I'm trying to come up with a design for the propeller that has keyboard, mouse, display, sd card and still has some pins free for other things.
Someone here mentioned some 64kB serial SRAM chips becoming available. It helps a bit. And there were some large serial flash chips with a decent data rate too.
Also
Cluso a while back had what I thought was a really nice solution. He had a prop board, and unlatched ram chip board, and an optional sandwich board that provided some latching and freed up pins at the same time. So for speed just use the 2 boards with no latching, or to free up pins you just add the latching board in between. With his permission you could extend this idea to a Propeller Platform board format.
EEPROM XMMC is a little slow at about 0.18 DMIPS. For comparison LMM runs at 4 DMIPS. 2x QuadSPI is at 0.71 DMIPS with the slow version of the driver.
XMMC puts code in "read-only" memory with data, stack, and select bits of code in HUB memory. This offers great advantages. I've never talked about leaving select bits of program code in HUB memory on the forums before - that's a GCC super power
On the volatile front, I have an 8x SPI SRAM module (10 pin solution), but haven't had time to integrate the driver. I'll look at that this week. I have samples of the 64KB SRAMs for a 512KB module - not sure if the performance improvement will justify the additional cost over straight SRAM or not.
Is this some sort of caching algorithm? I can certainly see the advantage of keeping the program in some external memory and having data and stack in hub. Then the "program" is only ever read-only and as such, doesn't wear out flash memory.

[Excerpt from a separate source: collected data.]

PR #1688, opened 2020-08-21
chore: update cypress to v5

emmenko:
https://docs.cypress.io/guides/references/migration-guide.html#Migrating-to-Cypress-5-0


yarn.lock
```diff
@@ -16,6 +16,24 @@
     call-me-maybe "^1.0.1"
     js-yaml "^3.13.1"
 
+"@apollo/client@^3.0.2":
```
tdeekens, line 19: Huh?

emmenko: I think it's just a nested dep of `graphql-tools`

PR #1698, opened 2020-08-25
test(app-shell): migrate tests to use msw, instead of custom graphql mock server

emmenko:


graphql-test-utils/index.js
```diff
@@ -1,14 +1,7 @@
...
-
-export { default as applyMocksForExternalNetworkRequests } from './apply-mocks-for-external-network-requests';
-export { default as createGraphqlMockServer } from './create-graphql-mock-server';
 export { default as UserMock } from './graphql-models/user';
 export { default as ProjectMock } from './graphql-models/project';
 export { default as ApplicationAppbarMenuMock } from './graphql-models/application-appbar-menu';
 export { default as ApplicationNavbarMenuMock } from './graphql-models/application-navbar-menu';
 export { default as ApplicationNavbarSubmenuMock } from './graphql-models/application-navbar-submenu';
 export { default as CustomApplicationMock } from './graphql-models/custom-application';
 export { default as ProjectExtensionMock } from './graphql-models/project-extension';
```
emmenko, line 7: FYI: As a follow up, we will be start open sourcing our internal test data, starting with the core library. With that, we can then build up the models here in appkit.

packages/application-shell/src/components/navbar/navbar.tsx
```diff
@@ -654,7 +654,10 @@ export const LoadingNavBar = () => {
               isActive={false}
               onClick={() => undefined}
             >
-              <div className={styles['loading-dot-container']}>
+              <div
+                className={styles['loading-dot-container']}
+                data-testid={`dot-container-${index}`}
```
emmenko, line 659: Needed to help with "waiting for the loading navbar to be removed"

packages/application-shell/src/components/setup-flop-flip-provider/setup-flop-flip-provider.tsx
```diff
@@ -64,6 +64,24 @@ export const SetupFlopFlipProvider = (props: Props) => {
     [flags, props.ldClientSideId, props.projectKey, props.user]
   );
 
+  if (process.env.NODE_ENV === 'test') {
```
tdeekens, line 67: Otherwise the ld adapter will initialise and make requests?

graphql-test-utils/index.js
tdeekens: Sure. That'd be cool.

packages/application-shell/src/components/setup-flop-flip-provider/setup-flop-flip-provider.tsx
```diff
@@ -64,6 +64,24 @@ export const SetupFlopFlipProvider = (props: Props) => {
...
+    const memoryAdapter = require('@flopflip/memory-adapter').default;
```
emmenko, line 68: Not sure if this the "best" way to do that, but we need to use the memory adapter when testing the app shell.
Previously we were kind of mocking the requests to launchdarkly, but that is a bit tricky and error prone.

tdeekens: Yeah, makes total sense. It's not possible to just wrap it in a `flopflip-adapter.js` which does export either or them based on the env?

emmenko: I double checked the rollup + webpack bundle, and it's correctly stripped from the webpack bundle:

image

adnasa (approved):

tdeekens (approved):

PR #1717, opened 2020-09-07
fix(sentry): update versions, use allowUrls option instead of denyUrls

emmenko:
Caused by #1614 

I mixed up the options, my bad 🤦‍♂️


packages/application-shell/package.json
```diff
@@ -74,7 +74,6 @@
     "@flopflip/types": "2.5.6",
     "@flopflip/memory-adapter": "1.9.2",
     "@flopflip/react-broadcast": "10.2.3",
-    "@sentry/browser": "5.21.3",
```
emmenko, line 77: Not sure why we had this dependency in the appshell package...

tdeekens (approved):

adnasa (approved):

64KB sram samples? Sounds great. The problem with using hub for screen buffer, cache, stack and data is you run out of hub memory, but 64KB may well be enough extra memory for some working variables.
I found Dave Hein's pasm I2C driver,which is a starting point for experimenting with I2C expander chips (I need to bypass Spin and start with Pasm if this is going to end up in the cache driver for C etc). I picked up some MCP23017 chips at a great price from element14 so hopefully I can get something breadboarded this week with the crazy "no pin" memory solution. I'm thinking two MCP23017 chips on the eeprom bus and one 512k sram.
There are several such GCC super powers. Be careful though. With such powers come great responsibility.
For source to be compiled with vanilla C, empowered code should be painfully suppressed with #if defined(__PROPELLER_GCC__) ... #endif
That's part of the story. The other part is that since it's read-only, "write-back" or "write-through" swapping is not used, so the cache and code execution is faster.
Just adapt the driver from propgcc
I've added some Alpha Test Release notes for using eeprom or c3 here: http://code.google.com/p/propgcc/wiki/PropGccAlphaRelease
re
You are right, thinking about this more you could have two types of cache - one for data which is read/write, and another type for programs which is read only and would be faster (and use less code too, I presume). Smart thinking.
So GCC would let you put a function that is used a lot in hub, and a function that is rarely used in external memory? I can see some immediate uses for that.
Yes, we use this now with XMM/LMM for 115200 baud console output, etc... to save a COG.